El pornófilo de menores
El imaginario popular, aderezado por la ficción —desde novelas a películas— muestra al delincuente relacionado con la pornografía infantil como una persona asocial, de mediana edad o anciano, de poca higiene y que a menudo es muy cruel con los niños de los que consigue abusar.

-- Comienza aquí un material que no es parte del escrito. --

PR #1876, opened 2023-01-23
[sfmtransform] Transformation parameter availability

servantftechnicolor:
Transformation parameter is available when auto_from_cameras_x_axis is selected in sfmTransform.
This way, the user can select which view is the center in the panorama.


cbentejac (approved):
Tested with https://github.com/alicevision/AliceVision/pull/1334.

PR #79, opened 2011-09-04
Eunit ring fixes

jonmeredith:
Fixes to a make a couple of EQC tests pass.

Changed riak_core_vnode to consistently use get_my_ring() rather than get_raw_ring() so the ring manager doesn't need to start.

Changed node_watcher_qc to add nodes to the test ring as well as set ownership (actually, probably doesn't need to set ownership any more, but left as it was).


jtuple:
Changes look to be safe. Verified creating 3-node cluster and verified vnode fowarding (code path changed in this PR) still worked as desired.

Ran full riak_core eunit tests 10 times, all passed. Ran core_vnode_eqc and node_watcher_qc an additional 10 times individually to ensure test didn't depend on earlier tests running. All tests passed.

+1 merge.

PR #82, opened 2011-09-07
Add util support for checking node architecture.

massung:
Added support for checking the architecture of the current node.

### DIFF
--- a/src/riak_core_util.erl
+++ b/src/riak_core_util.erl
@@ -37,7 +37,8 @@
          start_app_deps/1,
          build_tree/3,
          rpc_every_member/4,
-         rpc_every_member_ann/4]).
+         rpc_every_member_ann/4,
+	 is_arch/1]).
 
 -ifdef(TEST).
 -include_lib("eunit/include/eunit.hrl").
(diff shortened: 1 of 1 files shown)


src/riak_core_util.erl
```diff
@@ -262,6 +263,19 @@ build_tree(N, Nodes, Opts) ->
...
+get_arch () -> string:to_lower(erlang:system_info(system_architecture)).
+
+%% Checks if this node is of a given architecture
+-spec is_arch (atom()) -> boolean().
+is_arch (linux) -> string:str(get_arch(),"linux") > 0;
+is_arch (darwin) -> string:str(get_arch(),"darwin") > 0;
+is_arch (sunos) -> string:str(get_arch(),"sunos") > 0;
+is_arch (osx) -> is_arch(darwin);
+is_arch (solaris) -> is_arch(sunos);
+is_arch (_) -> false.
```
rzezeski: Instead of just returning false I might throw here to make it clear it doesn't understand the passed in arch.

rzezeski:
Jeff, the following is what I use.  You might have to use `untabify` command

```
(setq-default indent-tabs-mode nil)
(setq tab-width 4)
```

rzezeski:
+1 to merge

PR #83, opened 2011-09-09
Bz1178 ring fix on register

jonmeredith:
Makes the bucket property fixups run on register.

Tested by spinning up riak with riak_search {enabled, false} , setting {search, true} bprops, checking the bucket properties to make sure there are no post-commit hooks.
Then restarting riak with riak_search {enabled, true} and checkign the postcommit hook - it should be set now.

### DIFF
--- a/src/riak_core.erl
+++ b/src/riak_core.erl
@@ -265,6 +265,11 @@ register(Props) ->
 
 %% @doc Register a named riak_core application.
 register(_App, []) ->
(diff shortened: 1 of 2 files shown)


Vagabond:
This looks good, updating the older tests that didn't use register because there was no way to specify the app name might be nice, but not essential.

+1 for merge.

jonmeredith:
Thanks for the review - I left the refactor of the other tests for a rainy day.

PR #84, opened 2011-09-09
Bz1178 ring fix on register 1.0

jonmeredith:
Same as #83 on 1.0


Vagabond:
+1 for merge, same as other PR.

PR #85, opened 2011-09-15
Change log level of worker pool start message.

kellymclaughlin:
The message is too verbose to be on for the default configuration. Change it to debug level from notice level.


massung:
+1 to merge

PR #88, opened 2011-09-15
Fix bug in riak_core_coverage_fsm

kellymclaughlin:
This change fixes a bug in `riak_core_coverage_fsm` where the updated state is not passed to the module implementing the behavior in the `finish` call. This can lead to incomplete results for operations that accumulate results in the state and do something with them in the `finish` function.


massung:
+1 to merge

PR #89, opened 2011-09-15
Az708 async core vnode eqc 1.0

jonmeredith:
Extends core_vnode_eqc to test async commands.

Currently has a timeout in prop_simple to make pass until bz://1188 is fixed.


Vagabond:
This is already merged as part of another branch.

PR #90, opened 2011-09-19
Bz1188 worker pool cleanup

Vagabond:


src/riak_core_vnode_sup.erl
```diff
@@ -28,10 +28,10 @@
 -export([start_vnode/2]).
 
 start_vnode(Mod, Index) when is_integer(Index) -> 
-    supervisor:start_child(?MODULE, [Mod, Index]).
+    supervisor_pre_r14b04:start_child(?MODULE, [Mod, Index]).
```
jonmeredith, line 31: Can you add code comment about why we did this and when we expect it to be safe to deprecate.

jonmeredith:
+1 merge after adding comment.

PR #93, opened 2011-09-23
BZ 1220: Fix ringready in 1.0 to show all nodes in a mixed-version cluster

jtuple:
In a mixed node cluster, 'riak-admin ringready' will fail on 0.14.2 nodes, and only list 1.0 nodes on a 1.0 cluster. This fix makes it so that ringready from a 1.0 node will list all nodes when part of a mixed cluster.

https://issues.basho.com/show_bug.cgi?id=1220


Vagabond:
+1 to merge.

PR #94, opened 2011-09-23
Make vnode forward messages until vnode master removes it

jonmeredith:
With new cluster membership logic the shutdown on handoff completion happens much closer to the node processing live traffic.  Ensure that all commands passed into the vnode are forwarded to the new node before shutting down.


jtuple:
Jon, it looks like this is a 1.0 change given that you've branched off 1.0 initially. Could you redo this as a pull-request into 1.0 rather than into master? Lots of divergent changes showing up here that make it hard to see your changes.

jonmeredith:
thx Joe - will resubmit.

PR #7735, opened 2023-06-02
[stable-v2.2 DNM] intel: ssp: Do not wait for TX FIFO drain on stop

ujfalusi:
Hi,

this PR is on top of #7732 (which is on top of #7717).

In my opinion there is no reason to wait for the TX FIFO to drain on stop:
- if it was only playback, the SSP is going to be disabled
- if there is an ongoing capture then the FIFO will drain
- if the codec is clock provider then there could be a case when the I2S clocks are missing and we wait for the drain -> timout

Local and product testing looks good with the PR.


ujfalusi:
Closing, replaced by https://github.com/thesofproject/sof/pull/7741

PR #7738, opened 2023-06-02
[STABLE-v2.6] versions.json: bump to 2.6.0

marc-hb:
First 2.6.0 version on the stable-v2.6 branch


kv2019i (approved):
I was looking at git history to see where this should be done, but couldn't find this on Friday :)

juimonen (approved):

PR #7740, opened 2023-06-05
Copier: preparation work for convert copier to module interface

btian1:


src/audio/copier/copier.c
```diff
@@ -575,20 +555,69 @@ static struct comp_dev *copier_new(const struct comp_driver *drv,
...
+	if (!dev)
+		goto error_dev;
+
+	dev->ipc_config = *config;
+
+	cd = rzalloc(SOF_MEM_ZONE_RUNTIME, 0, SOF_MEM_CAPS_RAM, sizeof(*cd));
+	if (!cd)
+		goto error_cd;
+
+	comp_set_drvdata(dev, mod);
```
ranj063, line 598: @btian1 if you do this here, you have to change all the comp_get_drv_data() in the code to use 
struct copier_data *cd = module_get_private_data(mod);

btian1: I know, will modify all of them later.

src/audio/copier/copier.c
```diff
@@ -122,46 +121,82 @@ static struct comp_dev *copier_new(const struct comp_driver *drv,
...
 	dev->direction = cd->direction;
 	dev->state = COMP_STATE_READY;
-	return dev;
-
-error_cd:
-	rfree(cd);
+	return 0;
 error:
-	rfree(dev);
+	return ret;
```
lyakh, line 156: `rfree(cd);`

src/audio/copier/copier.c
```diff
@@ -122,46 +121,82 @@ static struct comp_dev *copier_new(const struct comp_driver *drv,
...
+
+	comp_set_drvdata(dev, mod);
+	md = &mod->priv;
+	mod->dev = dev;
+	dst = &md->cfg;
+	dst->init_data = spec;
+
+	ret = copier_init(mod);
+	if (!ret)
+		return dev;
```
lyakh, line 189: `rfree(dev);`

src/audio/copier/copier.c
```diff
@@ -567,6 +566,33 @@ static int do_multi_endpoint_module_copy(struct copier_data *cd, struct comp_dev
 			}
 		}
 	}
+	if (!ret) {
+		comp_update_buffer_consume(src_c, processed_data.source_bytes);
+		if (!cd->endpoint_num || cd->bsource_buffer)
+			cd->input_total_data_processed += processed_data.source_bytes;
+	}
```
lyakh, line 573: these 5 lines are now executed twice - here and in `do_module_copy()` below?

src/audio/copier/copier.c
```diff
@@ -54,49 +55,46 @@ DECLARE_SOF_RT_UUID("copier", copier_comp_uuid, 0x9ba00c83, 0xca12, 0x4a83,
...
+	struct module_data *md = &mod->priv;
+	struct module_config *dst = &md->cfg;
+	struct ipc4_copier_module_cfg *copier = (struct ipc4_copier_module_cfg *)dst->init_data;
+	struct comp_ipc_config *config = &dev->ipc_config;
+	int i, ret = 0;
 
 	cd = rzalloc(SOF_MEM_ZONE_RUNTIME, 0, SOF_MEM_CAPS_RAM, sizeof(*cd));
-	if (!cd)
+	if (!cd) {
+		ret = -ENOMEM;
```
ranj063, line 73: you could simply return -ENOMEM here instead of goto?

src/audio/copier/copier.c
```diff
@@ -771,22 +771,53 @@ static int set_attenuation(struct comp_dev *dev, uint32_t data_offset, const cha
...
+				    uint32_t data_offset_size,
+				    const uint8_t *fragment, size_t fragment_size,
+				    uint8_t *response,
+				    size_t response_size)
+{
+	struct module_data *md = &mod->priv;
+	struct comp_dev *dev = mod->dev;
+	int ret;
+
+	comp_dbg(dev, "volume_set_config()");
```
ranj063, line 904: volume?

src/audio/copier/copier.c
```diff
@@ -771,22 +771,53 @@ static int set_attenuation(struct comp_dev *dev, uint32_t data_offset, const cha
...
+
+	dcache_invalidate_region((__sparse_force void __sparse_cache *)fragment, fragment_size);
+
+	ret = module_set_configuration(mod, config_id, pos, data_offset_size, fragment,
```
ranj063, line 908: why do you need this?

src/audio/copier/copier.c
```diff
@@ -871,18 +900,30 @@ static int copier_get_large_config(struct comp_dev *dev, uint32_t param_id,
...
+static int copier_get_large_config(struct comp_dev *dev, uint32_t param_id,
+				   bool first_block,
+				   bool last_block,
+				   uint32_t *data_offset,
+				   char *data)
+{
+	struct processing_module *mod = comp_get_drvdata(dev);
+
+	return copier_get_configuration(mod, param_id, data_offset,
+					data, 0);
```
ranj063, line 1042: will it all fit in one line?

src/audio/copier/copier.c
```diff
@@ -630,7 +657,11 @@ static int copier_copy(struct comp_dev *dev)
 		break;
 	}
 	/* handle multi-endpoint and module copy */
-	return do_multi_endpoint_module_copy(cd, dev);
+	ret = do_multi_endpoint_copy(cd, dev);
```
ranj063, line 747: can we move this inside case SOF_COMP_DAI: for the multiendpoint case?

src/audio/copier/copier.c
```diff
@@ -567,6 +566,33 @@ static int do_multi_endpoint_module_copy(struct copier_data *cd, struct comp_dev
...
+{
+	struct comp_buffer *src, *sink;
+	struct comp_buffer __sparse_cache *src_c, *sink_c;
+	struct comp_copy_limits processed_data;
+	struct list_item *sink_list;
+	int ret  = 0;
+
+	processed_data.source_bytes = 0;
+
+	if (cd->endpoint_num && !cd->bsource_buffer) {
```
ranj063, line 590: for the module copier, will cd->endpoint_num ever be > 0?

src/audio/copier/copier.c
```diff
@@ -625,6 +625,59 @@ static int do_module_copy(struct copier_data *cd, struct comp_dev *dev)
...
+		 */
+		do_conversion_adapter_copy(cd, source_s, sink_s, &processed_data,
+					   i, mod->input_buffers[0].size);
+
+		mod->output_buffers[i].size = processed_data.sink_bytes;
+		cd->output_total_data_processed += processed_data.sink_bytes;
+	}
+
+	mod->input_buffers[0].consumed = processed_data.source_bytes;
+	if (!cd->endpoint_num || cd->bsource_buffer)
```
ranj063, line 675: endpoint_num will always be 0 for module copier

ranj063: and instead of checking for bsource_buffer, I'd check the cd->direction

src/audio/copier/copier.c
```diff
@@ -636,6 +689,40 @@ static int do_module_copy(struct copier_data *cd, struct comp_dev *dev)
  * from single stream (for output gateways) so such gateways work kind of like a single
  * gateway, i.e., produce/consume single stream.
  */
+
+static int copier_process(struct processing_module *mod,
```
ranj063, line 693: this will likely run into compilation issues because this function is unused. Either you need to call this from copier_copy() or you need convert to module_interface in this patch

src/audio/copier/copier.c
```diff
@@ -772,22 +772,47 @@ static int set_attenuation(struct comp_dev *dev, uint32_t data_offset, const cha
...
+				    const uint8_t *fragment, size_t fragment_size,
+				    uint8_t *response,
+				    size_t response_size)
+{
+	struct module_data *md = &mod->priv;
+	struct comp_dev *dev = mod->dev;
+
+	comp_dbg(dev, "copier_set_config()");
+
+	dcache_invalidate_region((__sparse_force void __sparse_cache *)fragment, fragment_size);
```
lyakh, line 812: I'm wondering why some `.set_configuration()` methods invalidate cache and others don't? If it's needed, maybe it should be done centrally in `module_set_large_config()`? @ranj063

src/audio/copier/copier.c
lyakh: sorry, not sure I understand your comment correctly, maybe you could rephrase? And in general - is this commit incomplete? I don't understand which function is converted to the module adapter API here?

src/audio/copier/copier.c
```diff
@@ -578,45 +523,39 @@ static int do_multi_endpoint_copy(struct copier_data *cd, struct comp_dev *dev)
...
+static int do_module_process_copy(struct copier_data *cd, struct comp_dev *dev,
+				  struct input_stream_buffer *input_buffers,
+				  int num_input_buffers,
+				  struct output_stream_buffer *output_buffers,
+				  int num_output_buffers)
 
-	processed_data.source_bytes = 0;
+{
+	struct audio_stream __sparse_cache *source_s;
+	struct audio_stream __sparse_cache *sink_s;
```
lyakh, line 534: what does the `_s` suffix stand for? We usually use `_c` for "cached," what do you mean here?

btian1: When I made the change, source_c and sink_c was occupied, so use _s, means stream cached.
I can change back, this is not big deal, current blocker is how to call copier trigger, may need a new interface or add it into copier, it may cause extra cycles.

ranj063 (approved):

RanderWang (approved):

src/audio/copier/copier.c
lgirdwood: any update here ?

lgirdwood (commented):
@btian1 can you check CI thanks.

src/audio/copier/copier.c
```diff
@@ -643,7 +643,7 @@ static int copier_copy(struct comp_dev *dev)
 	switch (dev->ipc_config.type) {
 	case SOF_COMP_HOST:
 		if (!cd->ipc_gtw)
-			return do_endpoint_copy(dev);
```
ranj063, line 560: @btian1 if you're going to do this, I think we can go further and remove do_enpoint_copy() altogether isnt it?

src/audio/copier/copier.c
ranj063: @lgirdwood this piece of code is not repeated twice anymore.

src/audio/copier/copier.c
```diff
@@ -122,46 +120,83 @@ static struct comp_dev *copier_new(const struct comp_driver *drv,
...
+	if (!dev)
+		goto error_dev;
+
+	dev->ipc_config = *config;
+
+	comp_set_drvdata(dev, mod);
+	md = &mod->priv;
+	mod->dev = dev;
+	dst = &md->cfg;
+	dst->init_data = spec;
```
lyakh, line 184: how about just `md->cfg.init_data = spec` and remove `dst`. Or even `mod->priv.cfg.init_data = spec` and remove both `md` and `dst`

src/audio/copier/copier.c
```diff
@@ -629,12 +639,13 @@ static int copier_copy(struct comp_dev *dev)
...
-static int copier_params(struct comp_dev *dev, struct sof_ipc_stream_params *params)
+static int copier_mod_params(struct processing_module *mod)
 {
-	struct processing_module *mod = comp_get_drvdata(dev);
+	struct sof_ipc_stream_params *params = mod->stream_params;
 	struct copier_data *cd = module_get_private_data(mod);
-	int i, ret = 0;
+	struct comp_dev *dev = mod->dev;
+	int ret = 0;
+	int i;
```
lyakh, line 649: what was wrong with the original line 637?

src/audio/copier/copier.c
```diff
@@ -639,16 +650,20 @@ static int copier_copy(struct comp_dev *dev)
 	case SOF_COMP_HOST:
 		if (!cd->ipc_gtw)
 			return do_endpoint_copy(dev);
-		break;
+
+		/* do nothing in the gateway copier case */
```
lyakh, line 628: is this a change in behaviour? It used to call `do_multi_endpoint_module_copy()` here before?

lyakh (commented):
mostly looks good to me, just one doubt about a potential change in behaviour and a couple of minor comments

src/audio/copier/copier.c
btian1: In assembly level, there is no difference at all for both implementation.

src/audio/copier/copier.c
btian1: logic changed.
host copy is neither multi_endpoint nor module copy, right? so directly return for host and do nothing for gtw case.

src/audio/copier/copier.c
btian1: you are right, nothing changed, let me change back, don't remember why have this change.

src/audio/copier/copier.c
```diff
@@ -528,13 +528,49 @@ static int do_conversion_copy(struct comp_dev *dev,
...
+static int copier_copy_to_sinks(struct copier_data *cd, struct comp_dev *dev,
+				struct comp_buffer __sparse_cache *src_c,
+				struct comp_copy_limits *processed_data)
+{
+	struct comp_buffer __sparse_cache *sink_c;
+	struct list_item *sink_list;
+	struct comp_buffer *sink;
+	int ret = 0;
+
+	list_for_item(sink_list, &dev->bsink_list) {
```
lgirdwood, line 512: Large code block - can we have an inline comment on what we are doing for each list item.

src/audio/copier/copier.c
ranj063: @lyakh its not really a change in behaviour. It does the same thing in all cases, just in a simplified way

src/audio/copier/copier.c
```diff
@@ -54,49 +55,45 @@ DECLARE_SOF_RT_UUID("copier", copier_comp_uuid, 0x9ba00c83, 0xca12, 0x4a83,
...
-	comp_cl_dbg(&comp_copier, "copier_new()");
-
-	dev = comp_alloc(drv, sizeof(*dev));
-	if (!dev)
-		return NULL;
-
-	dev->ipc_config = *config;
+	struct comp_dev *dev = mod->dev;
+	struct module_data *md = &mod->priv;
+	struct module_config *dst = &md->cfg;
```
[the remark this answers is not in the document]
btian1: ok, line 68 already have config named, for avoid confusing, I removed this variable.

src/audio/copier/copier.c
btian1: @lyakh @lgirdwood , use md->cfg.init_data = spec to remove dst usage, mod->priv.cfg.init_data = spec this is a little long, I prefer use md->cfg.init_data = spec.

src/audio/copier/copier.c
btian1: this code is actually moved out from do_multi_endpoint_module_copy, it is module copy part, I am adding simple comments for explain it.

src/audio/copier/copier.c
lyakh: > In assembly level, there is no difference at all for both implementation.

Sure, but we aren't programming in assembly. There are many ways to write code in C to generate the same assembly output. You can name your variables `a1`, `a2` etc. but that's not how we're programming

btian1: fully agree, please review the changes, and let me know if you still have further comments.

src/audio/copier/copier.c
lyakh: @ranj063 I'm not very familiar with the IPC gateway flow, so I might be wrong. Before this change for the IPC gateway case `do_multi_endpoint_module_copy()` was called, then in it the `if (cd->endpoint_num && !cd->bsource_buffer)` condition would be satisfied and `do_endpoint_copy()` would be called? In it it would then detect that `.multi_endpoint_buffer` isn't set so it would call
```
		return cd->endpoint[0]->drv->ops.copy(cd->endpoint[0]);
```
?

ranj063: > @ranj063 I'm not very familiar with the IPC gateway flow, so I might be wrong. Before this change for the IPC gateway case `do_multi_endpoint_module_copy()` was called, then in it the `if (cd->endpoint_num && !cd->bsource_buffer)` condition would be satisfied and `do_endpoint_copy()` would be called? In it it would then detect that `.multi_endpoint_buffer` isn't set so it would call
> 
> ```
> 		return cd->endpoint[0]->drv->ops.copy(cd->endpoint[0]);
> ```
> 
> ?

but @lyakh in do_endpoint)copy() for the ipc_gtw case, all we do is return 0. whch is effectively what this PR does. Do avoid a roundabout way to return 0 for the IPC gateway case.

btian1: I think previous logic should have something wrong for gtw case, it does go into multi_endpoint_copy and perform one time do_endpoint_copy(althrough it will return 0 immediately), this version will directly return 0 with gtw case.

So, conclusion is:
1. previous copier_copy code logic is redundant for gtw case.
2. both CI and QB are passed with this changes.

lyakh: > in do_endpoint)copy() for the ipc_gtw case, all we do is return 0. whch is effectively what this PR does.

@ranj063 oh, sorry, I was looking at my slightly outdated copy of copier.c, sorry

src/audio/copier/copier.c
```diff
@@ -469,28 +469,6 @@ static int copier_comp_trigger(struct comp_dev *dev, int cmd)
...
-	struct copier_data *cd = module_get_private_data(mod);
-
-	switch (dev->ipc_config.type) {
-	case SOF_COMP_HOST:
-		if (!cd->ipc_gtw)
-			return host_common_copy(cd->hd, dev, copier_host_dma_cb);
-		break;
-	case SOF_COMP_DAI:
-		if (cd->endpoint_num == 1)
-			return dai_common_copy(cd->dd[0], dev, cd->converter);
```
lyakh, line 425: this case is already handled somewhere, right?

lyakh (approved):
we can address the comments in a follow-up, and the problem with the `.init_data` is larger than just the copier

lgirdwood (approved):
@ranj063 good for you ?

ranj063:
> @ranj063 good for you ?

@lgirdwood yes already approved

La experiencia que me dan catorce años dedicados a su persecución me ha demostrado que no es un patrón que se cumpla mucho, ni siquiera es habitual. Tampoco su investigación ni su persecución son dramáticos ni —casi nunca— sórdidos. Como delito eminentemente tecnológico, utilizamos herramientas sofisticadas, en ocasiones las más punteras del mercado o hasta diseñadas para nosotros —con la inestimable colaboración de INCIBE—, pero a ningún sospechoso se le detiene desde detrás de una pantalla: hay que conocer sus hábitos, sus relaciones sociales y familiares, entre otras y, por último, acudir a su casa. Lo hacemos de la forma más reservada posible. Aquí no hay arietes ni explosivos para tirar la puerta abajo. No hay compañeros de uniforme para asaltar la vivienda ni todo el mundo esposado en el suelo. Nuestra discreción se debe a la naturaleza del delito y del delincuente, que no es violento, salvo para sí mismo —los suicidios son esperables y, de hecho, ocurren—. Además, dado lo estigmatizante del hecho en la sociedad, evitamos en la medida de lo posible que nadie de su entorno sepa que la policía está en el edificio. No olvidemos que el sospechoso es inocente hasta que haya una sentencia firme en su contra.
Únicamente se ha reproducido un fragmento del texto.